Fig. 5:. Benchmark analysis of merging and genotyping functions in SVGAP.

a, Strategies for simulating population-scale genomes. b, SV discovery among population-scale genomes when using eight divergent genomes as the references. c, Formulas for computing recall rate, accuracy, error rate, and missing rate. d, Recall comparing the reference genome Nipponbare with eight other rice genomes across varying divergence scales, categorized by length. e, Accuracy, error rate, and missing rate for deletions. f, Accuracy, error rate, and missing rate for insertions across sequence divergence.

Fig. 6:. SV discovery in maize and hidden genomic diversity uncovered around its centromeric regions.

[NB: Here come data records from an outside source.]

PR #144, opened 2019-12-06
Adding file_temp_path to settings

shaal:
Per comment in https://www.drupal.org/project/drupal/releases/8.8.0, under "Other important update information".
```
The temporary file path is now a setting in settings.php, and is no longer stored in configuration. If your site is not using /tmp, you must update settings.php before running database updates:

$settings['file_temp_path'] = '/path/to/your/temporary/folder';
```

Original d.o issue: https://www.drupal.org/project/drupal/issues/3039026

### DIFF
--- a/targets/the-build.xml
+++ b/targets/the-build.xml
@@ -138,7 +138,7 @@
         <property name="drupal.site.database.database" value="${build.site}" />
         <property name="drupal.site.settings.file_public_path" value="sites/${drupal.site.dir}/files" />
         <property name="drupal.site.settings.file_private_path" value="../artifacts/private/${drupal.site.dir}" />
-        <property name="drupal.site.settings.file_temp_path" value="{$_ENV['TEMP']}" />
+        <property name="drupal.site.settings.file_temp_path" value="/tmp" />
         <property name="drupal.site.build.settings_dest" value="${drupal.root}/sites/${drupal.site.dir}/settings.build.php" />
         <property name="drupal.site.build.services_dest" value="${drupal.root}/sites/${drupal.site.dir}/services.build.yml" />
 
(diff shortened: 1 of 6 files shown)


targets/the-build.xml
```diff
@@ -138,6 +138,7 @@
         <property name="drupal.site.database.database" value="${build.site}" />
         <property name="drupal.site.settings.file_public_path" value="sites/${drupal.site.dir}/files" />
         <property name="drupal.site.settings.file_private_path" value="../artifacts/private/${drupal.site.dir}" />
+        <property name="drupal.site.settings.file_temp_path" value="{$_ENV['TEMP']}" />
```
becw: I think that this `{$_ENV['TEMP']}` environment variable is specific to Acquia ([docs](https://docs.acquia.com/acquia-cloud/develop/env-variable/)).

becw:
This is the right direction! We'll also need to cover the other config files.

targets/the-build.xml
shaal: @becw should we add a specific `tmp` for every vendor (acquia / pantheon)?
Is there a better way to do it?

becw: Each vendor does their own handling of this, so I think that we can customize this behavior in the `settings.*.php` templates, rather than providing it as a setting (because then everybody would have to figure out how it should be set for whatever provider they're using). The temp directory is generally an absolute path, rather than a relative path like the public and private files directories, so it tends to be a bit more host-specific.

a. SVs detected in 26 diverse maize genomes using SVGAP; b. Genotyping frequency for different types of genetic variations including insertion, deletion, and SNV across the samples; c. The plot graphs Tajima’s D calculated based on SNP and SV which detected by SVGAP across non-overlapping 100-kb windows of the maize genome, with the line indicating the correlation, which is strongly positive (Pearson r = 0.74, P = 2.2e-16); d. The plot graphs Tajima’s D calculated based on SNP detected by SVGAP in 26 maize genomes and SNP from a prior study, which identified SNP from 1,515 accessions across non-overlapping 100-kb windows of the maize genome. The line here too indicates a strong positive correlation (Pearson r = 0.63, P = 2.2e-16); e. Features of genetic variations and their population properties around the centromeric regions of chromosome 3. Panels from up to down indicate: the SVs (black line) and SNVs (red line) average pairwise diversity (π) for non-overlapping 100-kb windows, the SVs (black line) and SNVs (red line) Tajima’s D for non-overlapping 100-kb windows, CenH3 ChiP-seq reads mapping; distribution of maize centromeric specific tandem repeat (CentC), sequence coverage for non-overlapping 10-kb windows across the 26 maize genomes, SNV density, and SV density. f. The increased genomic diversity around the cen3 detected by SVs is attributable to the amplification of centromeric-specific retrotransposons.